# Aim of the task:
Go through the material under this sentence. Return every line holding "those".

# Entries supplied:

Issue #1955, opened 2020-01-28
[Codegen] Generated objects/fields on Interfaces/Implementations


aveiros:
**Summary**
When generating code for a Non-Null GraphQL Field and using concrete types, generated code for the field becomes optional.

**Description**
Consider the following schema

```
type Test {
   items: [Item!]!
}

interface Item {
    id: String!
}

type ItemA implements Item {
    id: String!
    a: String!
}

type ItemB implements Item {
    id: String!
    b: String!
}

type Query {
    getTest: Test
}
```

**Case 1**
If we don't specify the concrete types on the query
```
getTest {
     items {
        id
     }
}
```
The java code for the items field is
```
List<Item>
```

**Case 2**
Once we specify the the concrete types on the query
```
getTest {
     items {
        id
       ... on ItemA {
          a
       }
       ... on ItemB {
          b
       }
     }
}
```
The java code for the items field is
```
Optional<List<Item>>
```
Actual: a field (non null) is optional, once concrete types are specified
Expected: a field (non null) is not optional, once concrete types are specified

**Version**
v1.2.3

PR #1960, opened 2020-01-30
Field with inline fragment forced to be optional

sav007:
¯\_(ツ)_/¯ who knows why this condition was in place, maybe it became irrelevant after couple iterations.

Fix `inline_fragment_for_non_optional_field` fixture as it wasn't right before, this fixture was supposed to test this particular case.

Closes https://github.com/apollographql/apollo-android/issues/1955

### DIFF
--- a/.idea/codeStyles/Project.xml
+++ b/.idea/codeStyles/Project.xml
@@ -1,5 +1,11 @@
 <component name="ProjectCodeStyleConfiguration">
   <code_scheme name="Project" version="173">
+    <option name="OTHER_INDENT_OPTIONS">
+      <value>
+        <option name="INDENT_SIZE" value="2" />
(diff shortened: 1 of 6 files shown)


.idea/codeStyles/Project.xml
```diff
@@ -1,5 +1,11 @@
 <component name="ProjectCodeStyleConfiguration">
   <code_scheme name="Project" version="173">
+    <option name="OTHER_INDENT_OPTIONS">
+      <value>
+        <option name="INDENT_SIZE" value="2" />
+        <option name="TAB_SIZE" value="2" />
+      </value>
+    </option>
```
sav007: this changes somehow needed for having 2 spaces for any non source code files

PR #1971, opened 2020-02-05
Sanitize yield keyword in Kotlin

### LINKED ISSUE #1957: Identifier 'yield' is reserved
**Summary**
Error during build kotlin application: Identifier 'yield' is reserved. Use backticks to call it: `yield` 

**Description**
I have field called 'yield' in graphql query.
I generate sources using:	
./gradlew generateApolloSource
with generateKotlinModels=true

**Version**
v1.3.0

tasomaniac:
Fixes #1957 

For some reason `yield` is not mentioned in the below list. I verified that compilation actually fails with `yield`. That's why I also wanted to keep tests included for Kotlin sanitization.

https://kotlinlang.org/docs/reference/keyword-reference.html

I also double checked with "Soft keywords" mentioned in the 2nd half of the page. They are fine. We don't really need to escape those.


tasomaniac:
Also added `it` and `field` as reserved. Right now, those also conflict. With the latest PR from @sav007 we will be starting to use explicit names instead of `it` but still it would be good to reserve that too.

PR #1978, opened 2020-02-07
Use `KotlinProjectExtension` instead of the reflection magic to get a kotlin sourceDirectorySet

martinbonnin:
I'm not sure why I didn't do that in the first place. I guess I just did see that... :man_shrugging: 

In all cases, it's less code and more idiomatic.


apollo-gradle-plugin/src/main/kotlin/com/apollographql/apollo/gradle/internal/JvmTaskConfigurator.kt
```diff
@@ -40,9 +39,9 @@ object JvmTaskConfigurator {
     }
 
     val sourceDirectorySet = if (!compilationUnit.generateKotlinModels()) {
```
tasomaniac: Little unrelated but I have a suggestion: Inverting this condition makes it hard to understand. I saw Kotlin in the else and confused because I didn't see the negation

martinbonnin: :+1: Indeed, I just swapped the branches.

tasomaniac: I love your commit message 😊

PR #1982, opened 2020-02-08
[Plugin] Fix compile task naming

martinbonnin:
Closes https://github.com/apollographql/apollo-android/issues/1981

The java plugin removes the dash when generating the task name, do the same in the apollo plugin.

### DIFF
--- a/apollo-gradle-plugin/src/main/kotlin/com/apollographql/apollo/gradle/internal/GUtil.kt
+++ b/apollo-gradle-plugin/src/main/kotlin/com/apollographql/apollo/gradle/internal/GUtil.kt
@@ -22,9 +22,6 @@ import java.util.regex.Pattern
 object GUtil {
   private val WORD_SEPARATOR: Pattern = Pattern.compile("\\W+")
 
-  fun String.uncapitalize(): String {
-    return if (isNotEmpty() && this[0].isUpperCase()) substring(0, 1).toLowerCase() + substring(1) else this
-  }
   fun toCamelCase(string: CharSequence?, lower: Boolean): String? {
     if (string == null) {
       return null
@@ -40,7 +37,7 @@ object GUtil {
         continue
       }
       if (lower && first) {
-        chunk = chunk.uncapitalize()
+        chunk = chunk.decapitalize()
         first = false
       } else {
         chunk = chunk.capitalize()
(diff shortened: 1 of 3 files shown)


apollo-gradle-plugin/src/main/kotlin/com/apollographql/apollo/gradle/internal/JvmTaskConfigurator.kt
```diff
@@ -2,6 +2,7 @@ package com.apollographql.apollo.gradle.internal
 
 import org.gradle.api.NamedDomainObjectContainer
 import org.gradle.api.Project
+import org.gradle.api.internal.jvm.ClassDirectoryBinaryNamingScheme
```
tasomaniac: Hmm, I'm not sure about using internal APIs. This bite me back a lot of times before. Task names are public. Gradle and Kotlin team will never change task names like compileKotlin or compileFooJava. But they may do internal refactoring which even removed/renames this class.

Little duplication of code where you need to remove `Main` is not too bad.

martinbonnin: Shoots, I didn't see this was internal. You're completely right, that'll break if/when gradle decides to move things around. I'll try to duplicate the logic here. It's not only about the "Main" thing but also about `-` and maybe some other characters ?

martinbonnin: It should be better now. The java plugin uses a regex to find word boundaries, which explains why `-` was considered a regex.

apollo-gradle-plugin/src/main/kotlin/com/apollographql/apollo/gradle/internal/GUtil.kt
```diff
@@ -0,0 +1,59 @@
...
+ * WITHOUT WARRANTIES OR CONDITIONS OF ANY KIND, either express or implied.
+ * See the License for the specific language governing permissions and
+ * limitations under the License.
+ */
+object GUtil {
+  private val WORD_SEPARATOR: Pattern = Pattern.compile("\\W+")
+
+  fun String.uncapitalize(): String {
+    return if (isNotEmpty() && this[0].isUpperCase()) substring(0, 1).toLowerCase() + substring(1) else this
+  }
```
sav007: nit: 🤔 I think Kotlin 'String.decapitalize()' provides the same function?

martinbonnin: :+1: I was looking for `uncaptalize`, I missed `decapitalize`. Thanks for the heads up!

Issue #1455, opened 2019-07-23
Add KotlinNative support


sav007:
After introducing support for Kotlin model generation there is nothing stopping us from adding Kotlin Native support and make it as multi platform library. This feature can be broken into 2 phases:

Phase 1:
- [x] Introduce pure Kotlin version of `apollo-api` module, avoid any JVM references
- [ ] Introduce light weight implementation of `apollo-runtime` with `ResponseReader / ResponseWriter / InputFieldWriter` support only based on multi platform Kotlinx Serialization JSON library.
- [x] Investigate any changes required by Gradle Plugin
- [x] Investigate multi platform artifacts publishing 
- [x] Provide sample App

After this phase Apollo enables basic support for multi platform projects and provides these functionalities:
- generate Kotlin models
- serialize / deserialize models to / from raw JSON (we can utilize multi platform library such as  Kotlinx Serialization for JSON support)
- support generating cache keys for normalized cache implementation

Phase 2 might include adding support for multi platform network client, http / normalized cache.

designatednerd:
@sav007 let me know if you need any help testing K/N support from iOS, I would be VERY happy to help 😁

tasomaniac:
First step could be to actually migrate to Kotlin from Java source code

Sarthak30:
Is anyone working on it? I would like to start working on it with Phase 0 being moving code from Java to Kotlin and then carrying on to Phase 1 and Phase 2.

sav007:
@Sarthak30 sure you can take a look at:

> Introduce pure Kotlin version of apollo-api module, avoid any JVM references

So basically we should take existing api module create new version `apollo-api-kotlin`.

Sarthak30:
So can you create a repo for this, where I can maybe start committing code and maintain a project there? How do you normally go around this? Or should I create a repo in my profile and maybe you can fork it some time?

martinbonnin:
@Sarthak30 we do [Pull Requests](https://help.github.com/en/articles/about-pull-requests). 

There's one that has just been opened for moving the `apollo-api` module to kotlin => https://github.com/apollographql/apollo-android/pull/1504

Although I realize it converts in-place. That could be risky. @tasomaniac shouldn't we setup some japicmp before the migration to ensure everything behaves the same ? Like in okhttp [did when they switched to kotlin](https://github.com/square/okhttp/issues/4723)

tasomaniac:
[...]

Issue #1697, opened 2019-10-21
Split Gradle Plugin in 2 artifacts, api & implementation


martinbonnin:
* `apollo-gradle-plugin-api` will contain the "public" gradle model part.
* `apollo-gradle-plugin` will contain the implementation. It will depend on `apollo-gradle-plugin-api`

This will ensure that consumers of the plugin will not depend on implementation details that can change.

tasomaniac:
Is this still valid for the incubating plugin?

martinbonnin:
Yes, the incubating plugin has different package names (`com.apollographql.gradle.api` and `com.apollographql.gradle.internal` respectively) but not different maven artifacts. 

The idea would be to ship 2 different maven artifacts so that developers building on-top of the plugin would not pull the internal dependencies by mistake. 

This ticket is very low priority as the impact isn't huge. Also I think java/gradle is moving towards more capable packages and metadata (https://blog.gradle.org/gradle-metadata-1.0) so we maybe that could be used as well.

martinbonnin:
Closing as stale. Will reopen if needed

PR #1985, opened 2020-02-10
Reorganize api-module

sav007:
As a prerequisite for migrating `apollo-api` module to Kotlin, unfortunately these changes are not binary compatible with previous version.

- Extract http cache related API classes to separate module `apollo-http-cache-api`
- Move several classes under `internal` package as they shouldn't have been public at first place (`JsonDataException`, `JsonEncodingException`, `InputFieldMarshaller`, `InputFieldWriter`, `ResponseFieldMapper`, `ResponseFieldMarshaller`, `ResponseReader`, `ResponseWriter`)
- Move couple classes in `apollo-api` module under `api` subpackage (`ApolloLogger`, `QueryDocumentMinifier`, `CustomTypeAdapter`, `CustomTypeValue`, `ScalarTypeAdapters`)

Part of https://github.com/apollographql/apollo-android/issues/1455


martinbonnin:
Nice ! That's looking good :).

One still that still bugs me a little bit is how we use the term `api`. We have 3 usages right now:

1. for `apollo-api`, `internal` is a subpackage of `api`
2. for `apollo-gradle-plugin`, `internal` is a sibling pacakge of `api`
3. for `apollo-http-cache`, we now have two modules: `apollo-http-cache` and `apollo-http-cache-api`

I think 3. is the way to go because it will prevent to leak internal classes to consumers. Actually I wanted to do the same for the gradle plugin (See https://github.com/apollographql/apollo-android/issues/1697).
Maybe we should take this opportunity to split the `apollo-api` module in two new modules ?
* `apollo-core`
* `apollo-core-api`

But it adds a bit of complexity because it basically duplicates all modules. Also there's https://github.com/apollographql/apollo-android/pull/1784 incoming that introduces `apollo-api-core`, which I haven't had the time to dig into a lot yet. 

All in all, I'm not sure what to do with all this so feel free to merge this pull request as it's a nice reorganisation. We can always figure out things later (if things need figuring out...)

tasomaniac:
I never worked with a big enough library to split everything into api vs implementation to completely hide internal implementation details from consumers. In smaller libraries, I tried that and found out that it's an overkill. `internal` naming in the package is a decent solution, imho.

martinbonnin:
@tasomaniac I agree it might be overkill but should wee at least try to stay consistent ? If we're not doing it for `apollo-gradle-plugin`, then we shouldn't do it for `apollo-http-cache` ?

tasomaniac:
Good point! Do we actually need to split the http cache into 2? What was the reason behind that?

sav007:
Hey folks.

@martinbonnin @tasomaniac 
> Do we actually need to split the http cache into 2

We do need 2 modules because `apollo-http-cache-api` required by both `apollo-http-cache` and `apollo-runtime` and it has minimum set of supporting interfaces / classes, without them `apollo-runtime` / `apollo-http-cache` won't even compile.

# Answer to the exercise:
I also double checked with "Soft keywords" mentioned in the 2nd half of the page. They are fine. We don't really need to escape those.
Also added `it` and `field` as reserved. Right now, those also conflict. With the latest PR from @sav007 we will be starting to use explicit names instead of `it` but still it would be good to reserve that too.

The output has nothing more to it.